Claudius also spelled Clodius    (flourished 1st century BC), most eminent of the Roman tragedians, contemporary and intimate friend of Cicero, whom he instructed in elocution, and regarded by Horace as the equal of the great Roman comic actor Roscius. Aesopus became completely absorbed in his roles; the biographer Plutarch mentions that, while playing the part of Atreus deliberating revenge, Aesopus forgot himself and in the heat of the moment struck and killed another actor. Aesopus made a last appearance in 55 BC at the dedication of the Roman ruler Pompey’s new theatre; Cicero mentions that Aesopus was advanced in years at that time.[9]

Renaissance Tragedy
Shakespeare
Tragedy was lost with the fall of the Roman Empire, but redeemed in the Renaissance. Shakespeare is often credited with revolutionising and changing the face of tragedy. Professor Helen Cooper described Hamlet as ‘the first psychological tragedy’, and Hamlet is thought to have created the framework for all other tragedies. Hamlet features many of the concepts created or by Aristotle, such as catharsis and a tragic hero with a flaw (arguably hesitation, also could be loving Ophelia, and an inability to play the role he thinks he should). Hamlet has been made into several films, including: Kenneth Branagh’s 1996 full length version, Laurence Olivier’s 1948 version, the Michael Almerevda modern re-telling in 2000 and the TV film of 1965 by Philip Saville.[10]
Another one of Shakespeare’s great tragedies is Romeo and Juliet which sees a true Renaissance twist on the classic tragedy with the love story becoming the central focus. Romeo could be seen to be the tragic hero, but both appear as a victim, which complicates things. Romeo and Juliet both die out of love for each other. The most famous film adaptation is Baz Luhrmann’s 1996 movie which sees the Montagues and Capulets as opposing gangs in modern day ‘Verona Beach’- a fictional location.

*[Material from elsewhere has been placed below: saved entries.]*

PR #1322, opened 2026-06-08
fix: receive 200 response from element tree API

arvinpoddar:
Updates the getComponentSnapshot to pass a QSP that forces the endpoint to return a 200 response when the element tree is not found.

Will make it easier for certain clients to cache responses.


arvinpoddar:
Closing now that the client has been refactored in https://github.com/makeswift/makeswift/pull/1334

PR #1323, opened 2026-06-10
fix(hono-react): move `renderHtml` to a separate entry point

agurtovoy:
Move `renderHtml` to a separate entry point so `hono-react/server` can be imported in environments where `react-dom/server` does not provide `renderToReadableStream` (e.g. Node.js). Breaking change.


fikrikarim (approved):

fikrikarim:
I also had to remove that export to make RSC work in Vite.

arvinpoddar (approved):

PR #1329, opened 2026-06-15
feat(controls): add Date control

drewpledger:
## ARR-575 — Date control (runtime)

https://github.com/user-attachments/assets/f8336644-f495-4c54-9637-f015dbc95b66

Utilizes the Calendar rendered in the scheduled publish dialog for a first-class control in `@makeswift/controls`.

- Adds `DateDefinition` (`makeswift::controls::date`) following the Slider control pattern, with a versioned ISO-string data schema and an optional `includeTime` config flag.
- Wires the new control into the definition / serialization / merge-translations visitors.
- Exports a stable `Date()` factory from `@makeswift/controls`.
- Adds unit tests and a demo component.

Companion cosmos (builder) PR: https://github.com/makeswift/cosmos/pull/2835

Linear: https://linear.app/commerce/issue/ARR-575/date-control


packages/controls/src/common/data-types.ts
```diff
@@ -37,3 +37,12 @@ export const AcceptedNumberDataTypes = [
   NumberDataTypes.number,
   ...PropControllerNumberDataTypes,
 ] as const
+
+export const DateDataTypes = { date: 'date::v1' } as const
+
+const PropControllerDateDataTypes = ['prop-controllers::date::v1'] as const
```
fikrikarim, line 43: Why do we need this?

fikrikarim: I totally forgot that we have Date PropController 🤦

fikrikarim (commented):
Do we need to add a changeset?

apps/nextjs-app-router/src/components/date-demo/date-demo.makeswift.ts
fikrikarim, line 1: Should we add a changeset?

apps/nextjs-app-router/src/components/date-demo/date-demo.tsx
arvinpoddar, line 1: Can we merge these demo components _after_ the runtime PR is merged and upgraded in the builder. I've noticed that when these components get merged in now, there's a period where pulling `main` on the runtime won't work with the builder until the builder is upgraded.

fikrikarim:
I ran an AI review locally and it caught one interesting problem:

```
  The gap is the shape of the string, which the PR leaves implicit. The schema is a bare z.string(), and the demo/defaults always write a full UTC datetime
  (2024-01-01T00:00:00.000Z) even for the date-only eventDate. For a date-only value that's a classic timezone footgun:

  new Date('2024-01-01T00:00:00.000Z').toLocaleDateString()
  // "12/31/2023" anywhere west of UTC

  So the "correct form" actually depends on includeTime:
  - includeTime: false → a date-only string YYYY-MM-DD (no time, no zone), interpreted in local time.
  - includeTime: true → full ISO 8601 with offset/Z.
 ```

I wonder if we can validate the string depending on the config?

PR #1337, opened 2026-06-18
feat(controls): lowercase kebab-case icon names for IconRadioGroup

drewpledger:
## ARR-556 — IconRadioGroup kebab-case icon names

Aligns `IconRadioGroup` icon names with the `registerComponent` component-icon convention (lowercase kebab-case).

- `IconRadioGroup.Icon.Sun` etc. now resolve to kebab-case values (`'sun'`, `'align-left'`), and bare strings work: `icon: 'align-left'`.
- Expanded the icon set to the full builder icon list.
- Clean break: dropped legacy `*16`/PascalCase acceptance (those only ever shipped in canary, never `latest`).
- Demo updated to bare kebab strings; tests, snapshots, and the builder descriptors fixture updated.

Verification: `@makeswift/controls` 1005 tests pass; `@makeswift/runtime` 799 pass; both typecheck + build.

Companion builder PR: https://github.com/makeswift/cosmos/pull/2845


packages/controls/src/controls/icon-radio-group/icons.ts
```diff
@@ -1,76 +1,187 @@
...
-  VerticalAlignEnd: 'VerticalAlignEnd',
-  VerticalAlignMiddle: 'VerticalAlignMiddle',
-  VerticalAlignSpaceBetween: 'VerticalAlignSpaceBetween',
-  VerticalAlignStart: 'VerticalAlignStart',
+  Activity: 'activity',
+  AlignCenter: 'align-center',
+  AlignLeft: 'align-left',
+  AlignRight: 'align-right',
+  Angellist: 'angellist',
+  Apple: 'apple',
```
agurtovoy: I wonder if we want to do something like `logo-apple`, `logo-angellist`, `logo-bc` etc. for all the company logos 

cc: @andrewreifman

andrewreifman: Makes sense to me. And for specifics, we should name the BC logo `logo-bigcommerce`. But yes, totally fine prepending `logo-` to all brand icons.

agurtovoy: @drewpledger We probably want to prefix the keys as well for consistency (e.g. `LogoApple`), which will also have a nice side effect of having all the logos grouped together in a single block.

Modern Tragedy and Tragedy in film
Nietzsche
In his speculative work on the origins of Athenean tragedy, The Birth of Tragedy (1872), Nietzsche writes of this "two-fold mood": "the strange mixture and duality in the affects of the Dionysiac enthusiasts, that phenomenon whereby pain awakens pleasure while rejoicing wrings cries of agony from the breast. From highest joy there comes a cry of horror or a yearning lament at some irredeemable loss. In those Greek festivals there erupts what one might call a sentimental tendency in nature, as if it had cause to sigh over its dismemberment into individuals"  (Speirs 1999, 21) [11]
Modern tragic playwrights include Tennessee Williams and Henrik Ibsen
Tragedy in film is often seen in romantic films such as:
The Notebook, 2004












An old man tells an old woman the story of Noah and Ally, a young couple who are torn apart by class differences, only to meet years later and re-kindle their love. The ‘twist’ is that the old man and woman are Ally and Noah, Ally having developed dementia and cannot remember who Noah is. They die in bed together.
Moulin Rouge, 2001





A young writer falls in love with a performer and prostitute at the Moulin Rouge- Paris’ notorious club. His love is requited, but she is unable to be the person he wants her to be, and ends in tragedy when she dies suddenly from Tuberculosis.